A Novel Digital Twin Framework for Structural Health Monitoring
Structures can be subjected to cyclic loading and corrosive environment while they are in operation and undesired consequences can occur which can cause human life losses, economical losses, or environmental pollution. To minimize such risks, it is important to continuously monitor the health of structures by using sensors located at different parts of structures by establishing their “digital twin”, so that necessary actions can be taken before catastrophic consequences occur. There are various structural health monitoring approaches available for this purpose. In this seminar, a new methodology, known as inverse Finite Element Method (iFEM), will be presented. iFEM has various advantages for being fast and robust which makes it suitable for real-time monitoring. Moreover, it is not necessary to measure loading acting on the structure which may not be an easy task under operational conditions. iFEM has been utilised for different structure types which will be demonstrated as part of this seminar. In addition, the importance of the location and number of sensors will be highlighted.

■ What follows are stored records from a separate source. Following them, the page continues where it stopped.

Issue #4869, opened 2022-03-29
Improve Kiali server release pipeline


leandroberetta:
For epic: #4827 

For historical reasons, the project uses external Jenkins systems to perform some testing and builds.

This issue aims to migrate and improve the kiali server pipeline using GitHub actions.

Issue #4850, opened 2022-03-25
Kiali image builds in Github Actions


nrfox:
Build and push Kiali container images to quay.io in Github Actions. The build/push job should be triggered when a new release is created and the images should be tagged with the version of that release. This is currently happening in Jenkins but it should be moved to Github Actions.

Epic: https://github.com/kiali/kiali/issues/4827

Xunzhuo:
I am happy to help to make this happen, please assign this to me :)
BTW, if we want this, we need to set some github secrets for ci to read:
+ secrets.QUAY_USERNAME 
+ secrets.QUAY_TOKEN

lucasponce:
Hi, @Xunzhuo I think @leandroberetta has started to work on this as part of the https://github.com/kiali/kiali/issues/4827 (thanks @nrfox for creating the subtask.

We have another big epic coming which is to improve the UI testing as we are incorporating the "cypress" framework.

That task would require a nice collaboration and it would be really nice if you'd like to help us with that.

(I'm going to create the Epic, it was on my to-do list for this week).

Xunzhuo:
Hi @lucasponce, thanks for commenting, if @leandroberetta has started, I am also willing to help on improving the UI testing, some details can be discussed in https://github.com/kiali/kiali/issues/4854

leandroberetta:
Hi everyone, as @lucasponce mentioned I started last friday with this one!.

leandroberetta:
This issue will be resolved by https://github.com/kiali/kiali/pull/4980.

Issue #4827, opened 2022-03-22
Improve the upstream pipelines


lucasponce:
In parallel to the efforts of improving the testing scenarios, one epic could be to review our current pipelines based on Github actions.

For historical reasons, the project uses external Jenkins systems to perform some testing and builds.

The goal of this Epic is to study how to move all the upstream pipelines from private systems to Github actions and also how to better organize the current flows to have a better picture of the tasks performed.

Also, there is a parallel goal to include the e2e and future cypress UI testing on the pipelines, so a better organization would help to scale on these scenarios as well.

Github actions allow defining flows that can help to understand the logic, an example like this (from another related project) may help as inspiration:

![image](https://user-images.githubusercontent.com/1662329/159447486-bdc6a77c-8799-41fb-abd5-afb4a3d076ab.png)

Compared with our current flow:

![image](https://user-images.githubusercontent.com/1662329/159447546-b6b7eef3-92f8-4194-8448-c34610f211d1.png)

leandroberetta:
The release pipelines were modified to being triggered on the following Monday after the end of the sprint.

PR #4980, opened 2022-04-21
Release pipeline for Kiali server

leandroberetta:
This is the migrated pipeline for the Kiali server.

Notes:

- I tested this as is me was the kiali bot, but in this PR there are mentions to kiali-bot, but never tried with it, we will need to create a GitHub Actions secret call GH_TOKEN
- I'm not using a fork and the reasons for that are 1) simplicity (not seeing any issue, if there is one, let me know :D) 2) that when CPaaS try to grab the tag, in the past, the commit usually doesn't belong to the repo (I guess it belongs to the fork, and the tag is created before this) and it fails, this was something we discuss with @aljesusg.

While iFEM is a useful technique for detecting damage in a structure, it is also important to predict how damages can evolve in the future. Prediction of fracture and failure is a challenging research area. There are various methods available for this purpose including well-known finite element (FE) method. FE method is a powerful technique for deformation and stress analysis of structures. However, it has various disadvantages in predicting failure due to its mathematical structure. In order to overcome this problem, a new computational technique peridynamics was introduced. Peridynamics is a meshless approach and it is very suitable for predicting crack initiation and propagation in structures subjected to different types of loading and environmental conditions. In this seminar, various applications of peridynamics will be demonstrated.